PR #1928, opened 2020-06-21
Renamed hasSize(int, int) to hasDimensions(int, int) for two-dimensio…

mwajcht:
…nal array asserts

#### Check List:
* Fixes #1182 
* Unit tests : YES

### DIFF
--- a/src/main/java/org/assertj/core/api/Array2DAssert.java
+++ b/src/main/java/org/assertj/core/api/Array2DAssert.java
@@ -79,20 +79,20 @@ public interface Array2DAssert<SELF extends Array2DAssert<SELF, ELEMENT>, ELEMEN
    * <p>
    * Example:
    * <pre><code class='java'> // assertion will pass
-   * assertThat(new int[][] { {1, 2, 3}, {4, 5, 6} }).hasSize(2, 3);
+   * assertThat(new int[][] { {1, 2, 3}, {4, 5, 6} }).hasDimensions(2, 3);
    *
    * // assertions will fail
    * assertThat(new int[][] { }).hasSize(1, 1);
-   * assertThat(new int[][] { {1, 2, 3}, {4, 5, 6} }).hasSize(3, 2);
-   * assertThat(new int[][] { {1, 2, 3}, {4, 5, 6, 7} }).hasSize(2, 3);
+   * assertThat(new int[][] { {1, 2, 3}, {4, 5, 6} }).hasDimensions(3, 2);
+   * assertThat(new int[][] { {1, 2, 3}, {4, 5, 6, 7} }).hasDimensions(2, 3);
    * </code></pre>
    *
    * @param expectedFirstDimensionSize the expected number of values in first dimension of the actual array.
    * @param expectedSecondDimensionSize the expected number of values in second dimension of the actual array.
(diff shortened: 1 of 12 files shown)


src/main/java/org/assertj/core/api/Array2DAssert.java
```diff
@@ -79,20 +79,20 @@
    * <p>
```
joel-costigliola, line 79: `Verifies that the number of values in the actual array is equal to the given one.`
should be reworded to:
`Verifies that the actual 2D array has the same dimensions as the given one.`

src/main/java/org/assertj/core/api/Array2DAssert.java
```diff
@@ -79,20 +79,20 @@
...
    * </code></pre>
    *
    * @param expectedFirstDimensionSize the expected number of values in first dimension of the actual array.
    * @param expectedSecondDimensionSize the expected number of values in second dimension of the actual array.
    * @return {@code this} assertion object.
-   * @throws AssertionError if the number of values of the actual array is not equal to the given one.
+   * @throws AssertionError if the actual array's dimensions are not equal to the given ones.
    */
-  SELF hasSize(int expectedFirstDimensionSize, int expectedSecondDimensionSize);
+  SELF hasDimensions(int expectedFirstDimensionSize, int expectedSecondDimensionSize);
```
joel-costigliola, line 95: rename:
* `expectedFirstDimensionSize` -> `expectedFirstDimension` 
* `expectedSecondDimensionSize` -> `expectedSecondDimension`

src/test/java/org/assertj/core/internal/char2darrays/Char2DArrays_assertHasSize_Test.java
```diff
@@ -24,7 +24,7 @@
 import org.junit.jupiter.api.Test;
 
 /**
- * Tests for <code>{@link Char2DArrays#assertHasSize(AssertionInfo, char[][], int, int)}</code>.
+ * Tests for <code>{@link Char2DArrays#assertHasDimensions(AssertionInfo, char[][], int, int)}</code>.
  *
```
joel-costigliola, line 28: the class name should be renamed to `Char2DArrays_assertHasDimensions_Test`

joel-costigliola: the same applies for other tests

src/main/java/org/assertj/core/api/Array2DAssert.java
mwajcht: done

src/main/java/org/assertj/core/api/Array2DAssert.java
mwajcht: done

src/test/java/org/assertj/core/internal/char2darrays/Char2DArrays_assertHasSize_Test.java
mwajcht: done

joel-costigliola:
Integrated thanks @mwajcht!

» **Task statement**
For every entry in the records above, write an exact copy.

» **Exercise response**
PR #1928, opened 2020-06-21
Renamed hasSize(int, int) to hasDimensions(int, int) for two-dimensio…

mwajcht:
…nal array asserts

#### Check List:
* Fixes #1182 
* Unit tests : YES

### DIFF
--- a/src/main/java/org/assertj/core/api/Array2DAssert.java
+++ b/src/main/java/org/assertj/core/api/Array2DAssert.java
@@ -79,20 +79,20 @@ public interface Array2DAssert<SELF extends Array2DAssert<SELF, ELEMENT>, ELEMEN
    * <p>
    * Example:
    * <pre><code class='java'> // assertion will pass
-   * assertThat(new int[][] { {1, 2, 3}, {4, 5, 6} }).hasSize(2, 3);
+   * assertThat(new int[][] { {1, 2, 3}, {4, 5, 6} }).hasDimensions(2, 3);
    *
    * // assertions will fail
    * assertThat(new int[][] { }).hasSize(1, 1);
-   * assertThat(new int[][] { {1, 2, 3}, {4, 5, 6} }).hasSize(3, 2);
-   * assertThat(new int[][] { {1, 2, 3}, {4, 5, 6, 7} }).hasSize(2, 3);
+   * assertThat(new int[][] { {1, 2, 3}, {4, 5, 6} }).hasDimensions(3, 2);
+   * assertThat(new int[][] { {1, 2, 3}, {4, 5, 6, 7} }).hasDimensions(2, 3);
    * </code></pre>
    *
    * @param expectedFirstDimensionSize the expected number of values in first dimension of the actual array.
    * @param expectedSecondDimensionSize the expected number of values in second dimension of the actual array.
(diff shortened: 1 of 12 files shown)


src/main/java/org/assertj/core/api/Array2DAssert.java
```diff
@@ -79,20 +79,20 @@
    * <p>
```
joel-costigliola, line 79: `Verifies that the number of values in the actual array is equal to the given one.`
should be reworded to:
`Verifies that the actual 2D array has the same dimensions as the given one.`

src/main/java/org/assertj/core/api/Array2DAssert.java
```diff
@@ -79,20 +79,20 @@
...
    * </code></pre>
    *
    * @param expectedFirstDimensionSize the expected number of values in first dimension of the actual array.
    * @param expectedSecondDimensionSize the expected number of values in second dimension of the actual array.
    * @return {@code this} assertion object.
-   * @throws AssertionError if the number of values of the actual array is not equal to the given one.
+   * @throws AssertionError if the actual array's dimensions are not equal to the given ones.
    */
-  SELF hasSize(int expectedFirstDimensionSize, int expectedSecondDimensionSize);
+  SELF hasDimensions(int expectedFirstDimensionSize, int expectedSecondDimensionSize);
```
joel-costigliola, line 95: rename:
* `expectedFirstDimensionSize` -> `expectedFirstDimension` 
* `expectedSecondDimensionSize` -> `expectedSecondDimension`

src/test/java/org/assertj/core/internal/char2darrays/Char2DArrays_assertHasSize_Test.java
```diff
@@ -24,7 +24,7 @@
 import org.junit.jupiter.api.Test;
 
 /**
- * Tests for <code>{@link Char2DArrays#assertHasSize(AssertionInfo, char[][], int, int)}</code>.
+ * Tests for <code>{@link Char2DArrays#assertHasDimensions(AssertionInfo, char[][], int, int)}</code>.
  *
```
joel-costigliola, line 28: the class name should be renamed to `Char2DArrays_assertHasDimensions_Test`

joel-costigliola: the same applies for other tests

src/main/java/org/assertj/core/api/Array2DAssert.java
mwajcht: done

src/main/java/org/assertj/core/api/Array2DAssert.java
mwajcht: done

src/test/java/org/assertj/core/internal/char2darrays/Char2DArrays_assertHasSize_Test.java
mwajcht: done

joel-costigliola:
Integrated thanks @mwajcht!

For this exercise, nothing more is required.